Michael Jungclaus:
Wie jüngsten Presseberichten zu entnehmen ist, soll das seit vielen Jahren geplante Modellprojekt für solare Lärmschutzwände am südlichen Autobahnring der A 10 gescheitert sein. Mit der Erhöhung der Lärmschutzwände um zwei Meter könnte die Lärmsituation in Michendorf nach dem achtstreifigen Autobahnausbau deutlich verbessert werden. Nach einem zweiten Vergabeverfahren hatte sich ein Investor für die Realisierung des Projektes beworben, jedoch wurden nach Aussagen von Frau Ministerin Schneider beim Angebot nicht die Mindestkriterien der Ausschreibung erfüllt. Vertreter der örtlichen Initiative „Lärmschutz jetzt“ entgegneten, dass es am Willen der Landesregierung fehle, dieses einzigartige Modellprojekt zu realisieren.
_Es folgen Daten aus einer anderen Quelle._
PR #1134, opened 2025-09-25
feat(idl): validated support for virtual memory and S-Mode

henrikg-qc:
- Added support for Sv32 in mc100-32-riscv-tests configuration.
- Several bug fixes including comparators and bit extraction.
- Added instruction tracing to hit basic block handling.
- Added regression tests for M, C, S extensions.

### DIFF
--- a/backends/generators/generator.py
+++ b/backends/generators/generator.py
@@ -17,6 +17,105 @@ def check_requirement(req, exts):
     return False
 
 
+def build_match_from_format(format_field):
+    """
+    Build a match string from the format field in the new schema.
+    """
+    if not format_field or "opcodes" not in format_field:
+        return None
+
+    # Determine instruction width by finding maximum bit position
+    valid_locations = []
+
+    opcodes = format_field["opcodes"]
+    # Check opcodes
+    for field_data in opcodes.values():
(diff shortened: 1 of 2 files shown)


henrikg-qc:
Note that wfi test is excluded from the riscv-tests for the regression as SIE CSR is not yet supported.
Awaiting #1046

dhower-qc (approved):
👍

cfgs/mc100-32-riscv-tests.yaml
jordancarlin, line 6: Should we consider renaming this config since it is moving further and further away from mc100? Maybe something like `rv32-riscv-tests`?

henrikg-qc: I brought this up a couple of weeks ago with Derek as I also wanted to separate this out from MC100. I think we decided to take the tested MC100-riscv-tests config and make it MC100, however I agree with you this is now widening scope of what it is supporting.
What is MC100 supposed to contain? Is there a definition for MC100/200/x00 is supposed to support?

I will merge this as is for now and create an issue for myself to rename and/or merge content with MCx100 configurations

Ich frage die Landesregierung:
Welche Möglichkeiten sieht die Landesregierung in ihrem Verantwortungsbereich, um ein Scheitern des Projektes noch zu verhindern?
Antwort der Landesregierung:
Ich bedauere es außerordentlich, dass dieses innovative Projekt am Markt nicht realisiert werden kann.
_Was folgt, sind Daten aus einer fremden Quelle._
PR #1135, opened 2025-09-27
feat: add support for Svrsw60t59b extension

jordancarlin:


spec/std/isa/isa/globals.isa
```diff
@@ -1834,10 +1834,16 @@ function gstage_page_walk {
...
+      # Sv32 has no reserved bits, and Sv39/48/57 all have reserved bits at 58:54
+      if ((VA_SIZE != 32) && (pte[58:54] != 0)) {
         raise_guest_page_fault(op, gpaddr, vaddr, tinst, effective_mode);
       }
+      if (!implemented?(ExtensionName::Svrsw60t59b)) {
+        if ((PTESIZE >= 64) && pte[60:59] != 0) {
+          # 60:59 are reserved if Svrsw60t59b is not supported
+          raise_guest_page_fault(op, gpaddr, vaddr, tinst, effective_mode);
+        }
+      }
```
ThinkOpenly, line 1855: since the body is the same, shall we combine these?
```suggestion
      if (
          # Sv32 has no reserved bits, and Sv39/48/57 all have reserved bits at 58:54
          ((VA_SIZE != 32) && (pte[58:54] != 0))
          ||
          # 60:59 are reserved if Svrsw60t59b is not supported
          ((!implemented?(ExtensionName::Svrsw60t59b)) &&
           ((PTESIZE >= 64) && pte[60:59] != 0))
      ) {
          raise_guest_page_fault(op, gpaddr, vaddr, tinst, effective_mode);
      }
```

spec/std/isa/isa/globals.isa
```diff
@@ -2147,6 +2153,13 @@ function stage1_page_walk {
         }
       }
 
+      if (!implemented?(ExtensionName::Svrsw60t59b)) {
+        if ((PTESIZE >= 64) && pte[60:59] != 0) {
+          # 60:59 are reserved if Svrsw60t59b is not supported
+          raise (page_fault_code, effective_mode, vaddr);
+        }
+      }
```
ThinkOpenly, line 2170: Similarly, shall we combine this with the earlier reserved bit test, or do the intervening checks need to be in a particular order?

ThinkOpenly (commented):
Questions, possibly borne of ignorance.

spec/std/isa/isa/globals.isa
jordancarlin: I was following the existing pattern used for all of the other extensions that impose additional checks on the page tables. Almost all of them have the same body. Happy to merge if you'd prefer.

ThinkOpenly: The awkward part, of course, is that Sv39/Sv48/Sv57 are defined as having reserved bits 60:54, and Svrsw60t59b unreserves 60:59. It's not terribly important, but I'd prefer to combine so that the initial set of reserved bits is handled as a unit.

jordancarlin: Updated

spec/std/isa/isa/globals.isa
```diff
@@ -1834,8 +1834,13 @@ function gstage_page_walk {
...
 
       # check if any reserved bits are set
-      # Sv32 has no reserved bits, and Sv39/48/57 all have reserved bits at 60:54
-      if ((VA_SIZE != 32) && (pte[60:54] != 0)) {
+      if (
+        # Sv32 has no reserved bits, and Sv39/48/57 all have reserved bits at 58:54
+        ((VA_SIZE != 32) && (pte[58:54] != 0))
+        ||
+        # 60:59 are reserved if Svrsw60t59b is not supported
+        ((!implemented?(ExtensionName::Svrsw60t59b)) && ((PTESIZE >= 64) && pte[60:59] != 0))
```
ThinkOpenly: Since these conditions are all ANDed, we don't need the extra parentheses, here, and below, but this is a nit. I'll approve now, without any further changes. We can merge with or without.
```suggestion
        (!implemented?(ExtensionName::Svrsw60t59b) && (PTESIZE >= 64) && pte[60:59] != 0)
```

ThinkOpenly (approved):

spec/std/isa/isa/globals.isa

Das erste Vergabeverfahren ist daran gescheitert, dass kein Bewerber ein Angebot abgegeben hat. Trotz dieses extrem negativen Zeichens wurde das Projekt weiterverfolgt und mit dem Bund ein zweites Verfahren vereinbart. Im Vorfeld dieses zweiten Vergabeverfahrens wurden alle erdenklichen Möglichkeiten untersucht, um dem Projekt im zweiten Anlauf zum Erfolg zu verhelfen. Dazu gehörte auch der Einsatz von Landesmitteln.
Allerdings hat auch das zweite Verfahren keinen Erfolg gehabt. Der einzige Inves-tor erfüllte die Zugangsbedingungen nicht.